Um fator determinante para a Mona Lisa se tornar tão famosa foi o seu roubo ocorrido no Museu do Louvre em 21 de agosto de 1911. A obra desapareceu durante um dia de manutenção do museu, e o responsável foi o italiano Vincenzo Peruggia, que trabalhava como pintor na época. Dois anos depois a obra foi encontrada na Itália, e Peruggia afirmou que sua intenção era devolver a obra para seu país de origem.

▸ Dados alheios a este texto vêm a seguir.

PR #7272, opened 2019-07-18
yaml updates for building snaps

leecow:
yaml updates for building snaps.


vivmishra:
Which yaml file is to be used for 3.0 Preview? 

- dotnet-sdk-3/snap/snapcraft.yaml
- dotnet-sdk/snap/snapcraft.yaml

PR #7288, opened 2019-07-19
[master] Merge Arcade SDK migration

dagood:
Merges the migration from BuildTools to the Arcade SDK into `master`.

I had to make some changes to handle the 3.0 => 5.0 update, see the last three commits for that. (Resolved merge conflicts and made tests work despite the 3.0 SDK not supporting the 5.0 runtime.)

I believe all scenarios from the "Core-setup poll - what tools do you use?" mail thread are covered, with the exception of a `clean.cmd` which Arcade doesn't have underlying support for: https://github.com/dotnet/arcade/issues/906. (Just use `git clean -xdf` or `rm -rf artifacts` depending on what you want to clean up.)

A vanilla Visual Studio instance now works to run tests, see https://github.com/dotnet/core-setup/blob/3b8cebc9528342972f0229314aa375f9b09d0038/Documentation/building/Running-Tests-In-VisualStudio-IDE.md for more info. `dotnet vstest ...` also works without having to set up env vars due to the same underlying change.

After merging this, I'll be working on merging it into `release/3.0` as well.


dagood:
Current conflicts are trivial--version update conflicts. I'll resolve during my PR merge to avoid fighting against the stream of auto-update PRs coming in.

Directory.Build.props
```diff
@@ -137,12 +137,7 @@
     <DebugType Condition="'$(DebugType)' == ''">Portable</DebugType>
   </PropertyGroup>
 
-  <!--
-    TODO: (arcade) Enable sourcelink.
-    Always disable sourcelink for now:
-    error MSB4057: The target "InitializeSourceControlInformationFromSourceControlManager" does not exist in the project. [/work/src/corehost/build.proj]
-  -->
-  <PropertyGroup Condition="'$(DisableSourceLink)' == 'true' or true">
+  <PropertyGroup Condition="'$(DisableSourceLink)' == 'true'">
```
dseefeld: Where does DisableSourceLink get set?

dagood: By the user passing in a global property, there's no scenario for it normally.

src/pkg/Directory.Build.targets
```diff
@@ -10,7 +10,11 @@
   -->
   <Target Name="GetInstallerBrandingNames"
           DependsOnTargets="GetProductVersions">
-    <PropertyGroup Condition="'$(PreReleaseVersionLabel)' != '' and $(PreReleaseVersionLabel.StartsWith('preview'))">
+    <PropertyGroup
```
dseefeld: Why have this special case for preview rather than updating both PreReleaseVersionLabel and ReleaseBrandSuffix for preview release in eng/Versions.props?

dagood: This logic let me remove the `previewX` `Preview X` duplication in `eng/Versions.props`, and I considered making it also work for `alphaX` `Preview X`, but for expedience I'm going to let the `alpha1` vs. `Alpha 1` duplication live on for now.

Ultimately, I want to make this handle `[a-z]+[0-9]+` to get rid of the duplication and allow anything.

Séculos após a morte de Leonardo da Vinci ainda é possível que novas obras realizadas pelo pintor sejam descobertas. Uma das últimas atribuídas ao artista foi Salvator Mundi, uma representação de Jesus Cristo redescoberta no início do século XXI. A obra já havia pertencido a diferentes reis ingleses no século XVII, mas ao longo do tempo, após esquecimento, foi sendo repassada por leilões como uma cópia de uma obra de Leonardo.
Com a legitimação da autoria de Leonardo, a obra atingiu preço recorde e foi vendida por US$ 450 milhões para um príncipe herdeiro da Arábia Saudita em 2017 em um leilão da Christie’s.
Em 2019, nas comemorações de 500 anos da morte – e do legado – do grande mestre renascentista, o MIS Experience foi inaugurado com a exposição Leonardo da Vinci: 500 anos de um gênio. Partindo dos códices, a exposição trouxe ao espaço expositivo um grande conjunto de reproduções físicas dos projetos desenhados por Leonardo da Vinci, mesmo aqueles que nunca foram de fato construídos pelo artista. Os objetos eram acompanhados dos esboços, demonstrando o aspecto experimental de projetos muitas vezes permeados de toques fantasiosos. Além dos objetos, a exposição trouxe ao museu um formato recentemente explorado em vários lugares do mundo: as exposições imersivas.
Essas exposições que reinventam o modo de se olhar para um artista tão icônico, assim como a constante valorização da obra de Leonardo, comprovam sua relevância inabalável. Leonardo da Vinci afirmava que tinha medo de ser esquecido e, agora, cinco séculos após sua morte, testemunhamos o impacto de seu pensamento e caráter experimental na arte, que deixaram marcas incontornáveis.
Diogo Barros é curador, arte educador e crítico, formado em História da Arte, Crítica e Curadoria pela PUC SP.